She pours me a cup of tea made from the leaves of soursop, a knobbly, lurid green fruit with a citrusy tang. The tea, however, is faintly musky — not entirely unlike green tea — and gently refreshing. “It’s full of antioxidants,” says Tami. “They say it’s the next big superfood.”

Outside, the calls of grey kingbirds glide on the sultry afternoon air, trees rustling in the breeze. We finish with a Grenadian take on the cream tea: warm scones, slathered with guava jam and honey butter. I ask Tami for her take on the age-old debate. “Butter first, of course!” 

De La Grenade Industries

Crack, crack, crack. The path beneath me is laid with hundreds of dried, brown nutmeg shells, splintering as I walk. “It’s a way of using the leftover husks,” says guide Glynis Roberts. “Or we’ll use them to make syrup or liqueur. We don’t want to waste them.” There’s a warming waft of spice with each step, and I crouch down to examine the cracked shells more closely. But Glynis has already moved on, marching ahead. 

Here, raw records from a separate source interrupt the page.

PR #6772, opened 2020-12-08
Fix keyword filter for keywords that contain spaces

tinagerber:
Until now, the keyword filter did not find dossiers when filtering for keywords containing spaces.
To filter for a keyword that consists of several words, the keyword must be enclosed in quotation marks.

Jira: https://4teamwork.atlassian.net/browse/NE-365

## Checklist (Must have)

- [x] Changelog entry

### DIFF
--- a/docs/HISTORY.txt
+++ b/docs/HISTORY.txt
@@ -4,6 +4,7 @@ Changelog
 2020.16.0 (unreleased)
 ----------------------
 
+- Fix keyword filter for keywords that contain spaces. [tinagerber]
 - Add feature flag for todos. [tinagerber]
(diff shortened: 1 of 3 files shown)


lukasgraf (approved):
LGTM 👍

njohner (approved):
Can it happen that we filter by subject but do not pass it as a list? If so you should also quote on line 172 (`filters.append(u'{}:{}'.format(key, escape(value)))`).

Apart from that LGTM

njohner:
😅

tinagerber:
No, it's always a dict: https://github.com/4teamwork/opengever.core/blob/532b0a2b0ef1c8e56a1102e18ad590cdff135ba4/opengever/tabbedview/filters.py#L134-L137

After all, there’s lots to see in the lush gardens of De La Grenade Industries, a food factory in the island’s heart. It’s a true Grenadian success story: in the 1960s, the company’s founder, Sybil La Grenade, started selling jams, jellies and syrups made in her basement. The business took off, and after Sybil’s death in 1991, her daughter Cécile (now the country’s governor-general) increased the site’s production to turn it into one of the island’s leading food companies. Much of its produce — including scarlet hibiscus cordials, nutmeg jam and fiery pepper sauces — can be bought at the on-site shop, as well as London’s Borough Market.

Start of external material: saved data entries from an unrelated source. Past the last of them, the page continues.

PR #6773, opened 2020-12-08
Make bumblebee internal plone url overwriteable.

deiferni:
By extracting it into a configuration variable when can override the variable in anything that extends from development.cfg. This has become necessary when one wants to run the dockerized bumblebee locally.

## Checklist (Must have)

- ~~[ ] Changelog entry~~
- ~~[ ] Link to issue (Jira or GitHub) and backlink in issue (Jira)~~


njohner (approved):
LGTM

But it all starts here, in this delicious, fragrant, cottage-like garden, home to orchids and sweet-smelling ginger lilies, and thyme and stevia bushes that fill the air with delicate perfumes. Branches sag with mangoes and oranges, and the ground is littered with ripe, yellow starfruits. Particularly striking is the pineapple plant, its green, spiky leaves cradling a single, pink fruit like a precious jewel. 

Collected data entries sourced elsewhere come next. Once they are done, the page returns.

PR #6774, opened 2020-12-09
Implement OGDS sync for local groups

buchi:
OGDS sync for local groups is needed for teamraum to reflect changes that can be done in various places (e.g. ZMI or import of groups) in OGDS.

By default sync of local groups is only enabled for installations with enabled workspace feature.
It can be executed on any site using the control panel.

JIRA: https://4teamwork.atlassian.net/browse/CA-1332

## Checklist (Must have)

- [x] Changelog entry

### DIFF
--- a/opengever/ogds/base/sync/ogds_updater.py
+++ b/opengever/ogds/base/sync/ogds_updater.py
@@ -13,6 +13,7 @@ from opengever.ogds.base.sync.import_stamp import set_remote_import_stamp
 from opengever.ogds.models.group import Group
 from opengever.ogds.models.user import User
 from plone import api
+from Products.CMFCore.utils import getToolByName
 from Products.CMFPlone.interfaces import IPloneSiteRoot
 from Products.CMFPlone.utils import safe_unicode
 from Products.LDAPMultiPlugins.interfaces import ILDAPMultiPlugin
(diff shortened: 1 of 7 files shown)


opengever/ogds/base/sync/ogds_updater.py
```diff
@@ -423,6 +501,26 @@ def ldap_groups_and_members(self):
...
+
+        groups = {}
+        members = {}
+        for group in groups_plugin.getGroups():
+            groupid = group.getId()
+            if groupid in IGNORED_LOCAL_GROUPS:
+                continue
+            groups[groupid] = {
+                'groupid': groupid.decode('utf8'),
+                'title': groups_plugin.getGroupInfo(groupid)['title'].decode('utf8'),
```
deiferni, line 517: is it guaranteed we always have a `title` (e.g. fallback to groupid)? if not, this statement will need to be a bit more careful with missing titles.

deiferni (approved):
could you add a test that documents how conflicts are handled when the group exists in LDAP and in plone?

apart from that LGTM 👍

opengever/ogds/base/sync/ogds_updater.py
buchi: The `title` should always exist, however it could be `None` if the group was added programmatically.
https://github.com/zopefoundation/Products.PluggableAuthService/blob/master/Products/PluggableAuthService/plugins/ZODBGroupManager.py#L180

I've implemented it a little bit more defensively now.

buchi:
Added tests for conflicting groups. Basically the first one wins.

Glynis stops beside a laurel tree and runs a small knife down the trunk. She hands me a fibrous shaving of green bark. The taste is familiar: faintly peppery with a lingering, minty flavour. “That’s cinnamon,” she says. “Nature’s chewing gum.” She’s almost lyrical about the benefits of the raw spice, from its breath-freshening qualities to its purported power to help digestion when steeped with ginger tea. I run a hand over the exposed bark to admire the scent some more, but Glynis has moved on. After all, there’s lots to see. 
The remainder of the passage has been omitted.